Miki Mori

Immune activation during the implantation phase causes preeclampsia-like symptoms via the CD40–CD40 ligand pathway in pregnant mice

The CD40 ligand (CD40L) is expressed by T cells and has a critical role in immune system regulation. Interventions targeting CD40L interactions following embryo implantation represent an approach to preventing preeclampsia (PE). To better understand the role of CD40L in PE, we developed a PE mouse model in which we examined how CD40L-induced immune activation affects embryo implantation. Blastocysts were incubated with CD40L-expressing adenovirus and then were transferred into the uterine horns of pseudopregnant ICR mice. Histology, biochemistry and flow cytometry experiments were performed to examine the characteristics of the mouse model. In early pregnancy, decidualization and spiral artery remodeling were reduced in CD40L-transfected mice (CD40L mice) compared with control mice. Hematoxylin–eosin (HE) staining revealed hemorrhaging and excess fibrin deposition at the labyrinth layer-junctional zone interface of the placenta, and PAS staining demonstrated prominent focal and segmental sclerosis with collapsed glomerular capillaries in the kidneys of the CD40L mice. Flow cytometry data showed that interferon-γ production derived from CD4+ T cells was elevated in the splenic cells of CD40L mice. Blood pressure (measured by the tail-cuff method) and urine albumin concentrations were significantly increased in CD40L mice compared with control mice. Furthermore, the plasma concentrations of soluble Flt-1 and soluble endoglin were increased in CD40L mice, as occurs in human patients with PE. Thus, CD40L-induced T-helper cell type 1 differentiation during embryo implantation may have a critical role in the pathogenesis of a PE-like presentation in a novel mouse model of PE.

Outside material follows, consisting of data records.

PR #1525, opened 2025-05-20
Fix camera interpolation during animation export

dsehnal:
# Description
https://github.com/molstar/molstar/pull/1520 introduced a bug in MP4 export. This should fix it.

## Actions


src/mol-canvas3d/canvas3d.ts
```diff
@@ -865,7 +868,7 @@ namespace Canvas3D {
         }
 
         const contextLostSub = contextLost?.subscribe(() => {
-            pause(true);
+            isContextLost = true;
```
dsehnal, line 871: @arose  we need to use this (or a similar approach that doesn't reset the animation loop), because the plugin animation is managed by the `PluginAnimationLoop`

arose (approved):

Stromal Cell-Derived Factor-1α Plays a Crucial Role Based on Neuroprotective Role in Neonatal Brain Injury in Rats.

Owing to progress in perinatal medicine, the survival of preterm newborns has markedly increased. However, the incidence of cerebral palsy has risen in association with increased preterm birth. Cerebral palsy is largely caused by cerebral hypoxic ischemia (HI), for which there are no effective medical treatments. We evaluated the effects of stromal cell-derived factor-1α (SDF-1α) on neonatal brain damage in rats. Left common carotid (LCC) arteries of seven-day-old Wistar rat pups were ligated, and animals were exposed to hypoxic gas to cause cerebral HI. Behavioral tests revealed that the memory and spatial perception abilities were disturbed in HI animals, and that SDF-1α treatment improved these cognitive functions. Motor coordination was also impaired after HI but was unimproved by SDF-1α treatment. SDF-1α reduced intracranial inflammation and induced cerebral remyelination, as indicated by the immunohistochemistry results. These data suggest that SDF-1α specifically influences spatial perception abilities in neonatal HI encephalopathy.

A Case Report of a Pregnant Gene Carrier of Spinal Muscular Atrophy

Spinal muscular atrophy (SMA) is an autosomal recessive neurodegenerative disease characterized by degeneration of spinal cord motor neurons, atrophy of skeletal muscles, and generalized weakness. It is caused by gene deletions or other mutations in the survival motor neuron 1 gene on chromosome 5q13. There are three types of SMA. Of these types, SMA type 1 (SMA1) is distinguished by the disease onset before 6 months of age and death within the first two years of life. We report a case study of a pregnant SMA1 gene carrier for whom a prenatal diagnosis was performed. The woman delivered a healthy baby, and she was free of anxiety due to the prenatal diagnosis. The case was a 34-year-old woman with a history of giving birth to children with SMA1(3 gravida 2 para). The first baby was diagnosed with SMA1 and died 9 months later. During her second pregnancy, the fetus was prenatally diagnosed with SMA1, and the parents chose to have an artificial abortion. In her third pregnancy, the fetus was prenatally diagnosed as a gene carrier of SMA1 and was delivered. During her fourth pregnancy, a prenatal diagnosis was performed using amniocentesis after genetic counseling, and the fetus was diagnosed as a gene carrier of SMA1. A 3.310 g female baby was delivered with Apgar scores of 9 at 1 minute and 9 at 5 minutes. When a prenatal diagnosis of SMA is performed, various guidelines should be followed, and the patient should be provided with genetic counseling.